Les organisateurs sont optimistes :

Reprise des festivals : une lueur d'espoir pour le monde de l'événementiel


Publié / Actualisé
C'est officiel, les festivals pourront reprendre dans quelques mois, mais sous plusieurs conditions. Les événements ne pourront accueillir que jusqu'à 5.000 personnes, et surtout, le public devra être assis. Une annonce de la ministre de la Culture, Roselyne Bachelet, qui reçoit un accueil enthousiaste à La Réunion, malgré les contraintes (Photo d'illustration rb/www.ipreunion.com)
C'est officiel, les festivals pourront reprendre dans quelques mois, mais sous plusieurs conditions. Les événements ne pourront accueillir que jusqu'à 5.000 personnes, et surtout, le public devra être assis. Une annonce de la ministre de la Culture, Roselyne Bachelet, qui reçoit un accueil enthousiaste à La Réunion, malgré les contraintes (Photo d'illustration rb/www.ipreunion.com)

"C'est une bonne nouvelle, car on a enfin une prise de position ferme, même si elle n'est pas parfaite" déclare Thomas Bordese, organisateur du festival Electropicales. "Pour nous, ça reste quand même une mauvaise nouvelle, les mesures décidées ne correspondant pas vraiment à notre de type de festival, où tout le monde danse, s'enlace et s'embrasse" regrette-t-il cependant.

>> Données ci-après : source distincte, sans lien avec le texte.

PR #5783, opened 2024-09-20
drt: explicit_wrong_dir, no_drv and pin_term/pin_net

bnmfw:
This PR has some minor changes to `prepPoint_pin_checkPoint_planar` and `prepPoint_pin_checkPoint_viaDir_helper`.
There are essentially three changes:
#### `vert_dir`, `horz_dir` and `wrong_dir` made explicit
Throughout both functions an at least on if statement has to check whether the given dir is in the preferred direction of the layer. This check is verbose and makes it difficult to follow the part of the code where those checks exists. `wrong_dir` was created to facilitate legibility.
#### `pin_term` and `pin_net` variables
Multiple getters for this variables though the code make it more bloated. Accessing them once and using them further make the code smaller.
#### `no_drv`
Both `no_drv` changes are very simple. In both cases the variable is checked, if `true` something happens using `true` as an argument (either setting the variable itself or `ap->setAccess()`), if `false` the same happens using `false`. `no_drv` is now used directly. There is no loss in readability since `no_drv` is defined right before both cases. 
One could argue that `no_drv` is unnecessary, and its condition could be used in its place, but I'd argue that the `no_drv` labeling makes its meaning more clear

### DIFF
--- a/src/drt/src/pa/FlexPA_prep.cpp
+++ b/src/drt/src/pa/FlexPA_prep.cpp
@@ -856,6 +856,11 @@ void FlexPA::prepPoint_pin_checkPoint_planar(
   auto layer = getDesign()->getTech()->getLayer(ap->getLayerNum());
   auto ps = std::make_unique<frPathSeg>();
   auto style = layer->getDefaultSegStyle();
+  const bool vert_dir = (dir == frDirEnum::S || dir == frDirEnum::N);
+  const bool horz_dir = (dir == frDirEnum::W || dir == frDirEnum::E);
+  const bool wrong_dir
+      = (layer->getDir() == dbTechLayerDir::HORIZONTAL && vert_dir)
+        || (layer->getDir() == dbTechLayerDir::VERTICAL && horz_dir);
   if (dir == frDirEnum::W || dir == frDirEnum::S) {
     ps->setPoints(end_point, begin_point);
     style.setEndStyle(frcTruncateEndStyle, 0);
@@ -863,14 +868,8 @@ void FlexPA::prepPoint_pin_checkPoint_planar(
     ps->setPoints(begin_point, end_point);
     style.setBeginStyle(frcTruncateEndStyle, 0);
   }
-  if (layer->getDir() == dbTechLayerDir::VERTICAL) {
-    if (dir == frDirEnum::W || dir == frDirEnum::E) {
-      style.setWidth(layer->getWrongDirWidth());
-    }
-  } else {
-    if (dir == frDirEnum::S || dir == frDirEnum::N) {
-      style.setWidth(layer->getWrongDirWidth());
-    }
+  if (wrong_dir) {
+    style.setWidth(layer->getWrongDirWidth());
   }
   ps->setLayerNum(ap->getLayerNum());
   ps->setStyle(style);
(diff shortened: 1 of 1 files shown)


src/drt/src/pa/FlexPA_prep.cpp
```diff
@@ -856,21 +856,20 @@ void FlexPA::prepPoint_pin_checkPoint_planar(
   auto layer = getDesign()->getTech()->getLayer(ap->getLayerNum());
   auto ps = std::make_unique<frPathSeg>();
   auto style = layer->getDefaultSegStyle();
+  const bool vert_dir = (dir == frDirEnum::S || dir == frDirEnum::N);
+  const bool horz_dir = (dir == frDirEnum::W || dir == frDirEnum::E);
```
osamahammad21, line 860: One is sufficient and implies the other. vert_dir=!horz_dir

src/drt/src/pa/FlexPA_prep.cpp
```diff
@@ -919,11 +919,8 @@ void FlexPA::prepPoint_pin_checkPoint_planar(
   design_rule_checker.main();
   design_rule_checker.end();
 
-  if (design_rule_checker.getMarkers().empty()) {
-    ap->setAccess(dir, true);
-  } else {
-    ap->setAccess(dir, false);
-  }
+  const bool no_drv = design_rule_checker.getMarkers().empty();
```
osamahammad21, line 922: When did gc_worker change to design_rule_checker? I am ok with changing the classname but the object should follow the class name untill this is done.

src/drt/src/pa/FlexPA_prep.cpp
```diff
@@ -1136,17 +1133,20 @@ bool FlexPA::prepPoint_pin_checkPoint_viaDir_helper(
...
-  if (!USENONPREFTRACKS || upperlayer->isUnidirectional()) {
-    if (upperlayer->isHorizontal()
-        && (dir == frDirEnum::S || dir == frDirEnum::N)) {
-      return false;
-    }
-    if (!upperlayer->isHorizontal()
-        && (dir == frDirEnum::W || dir == frDirEnum::E)) {
+  auto upper_layer = getTech()->getLayer(via->getViaDef()->getLayer2Num());
+  const bool horz_dir = (dir == frDirEnum::W || dir == frDirEnum::E);
+  const bool vert_dir = (dir == frDirEnum::S || dir == frDirEnum::N);
```
osamahammad21, line 1138: Ditto

osamahammad21 (changes requested):

src/drt/src/pa/FlexPA_prep.cpp
bnmfw: Ok, I was worried here that because dir can assume U (up) and D (down) maybe just setting vert_dir != horz_dir was not enough. Although the function name imples **planar** access (this is kept in the function name changes) I was worried for such corner cases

Autre contrainte qui fait grincer des dents : l'impossibilité de proposer une buvette sur place, chose qui va à l'encontre de l'esprit de la – très – grande majorité des festivals. "Difficile d'imaginer un festival sans bar ou restauration, mais il faut garder en tête que la situation à La Réunion n'est pas la même qu'en Métropole : ici, les bars et restaurants sont ouverts. C'est difficile d'imaginer que les règles devront être différentes en festival" estime Jérôme Galabert, directeur du Sakifo et des Francofolies.

"Il faut savoir que dans nos propositions de protocoles, approuvées par l'ARS à l'époque avant l'annulation des festivals, nous avions intégré un espace de restauration, adapté au protocole sanitaire : service assis, gestes barrières, etc" détaille-t-il par ailleurs.

La question de la jauge de 5.000 personnes intervient par contre comme une bonne nouvelle pour Jérôme Galabert : au Sakifo comme aux Francofolies, l'organisateur était parti sur une jauge de 2.000 personnes assises. "On part donc sur une potentielle hausse du nombre de spectateurs" se réjouit-il.

Sakifo : "on y croit parce que notre métier est en jeu"

- L'espoir d'une amélioration de la situation sanitaire -

Pour Thomas Bordese, pas question de paniquer en tout cas. "Les Electropicales sont prévues pour octobre, d'ici là, la situation a encore le temps d'évoluer de façon positive. Pour l'instant, nous restons sur une organisation du festival classique, c'est-à-dire avec le public debout, même si on n'exclut pas de réduire la jauge à 2 ou 3.000 personnes" explique-t-il.

Une façon de contourner l'obligation d'être assis, si cela est possible d'ici-là. "A mes yeux, la réponse apportée par la ministre aujourd'hui est la seule qui est possible dans le contexte actuel" estime par ailleurs Jérôme Galabert. "Mais dans quelques mois, la situation sanitaire pourrait avoir évoluer, et il faut aussi garder en tête que beaucoup de gens seront vaccinés. Des éléments qui peuvent jouer en notre faveur" espère-t-il.

Pour l'heure, le Sakifo est prévu en juin, et les Francofolies et les Electropicales en octobre prochain. Un délai qui laisse espérer des jours meilleurs pour le monde de la musique et l'événementiel. "En attendant, on prépare actuellement un événement "covid-compatible" pour permettre à nos prestataires de survivre. Car sans prestataire, il n'y plus de concerts" conclut Thomas Bordese, qui confie par ailleurs que plus d'informations devraient arriver rapidement concernant ce fameux événement.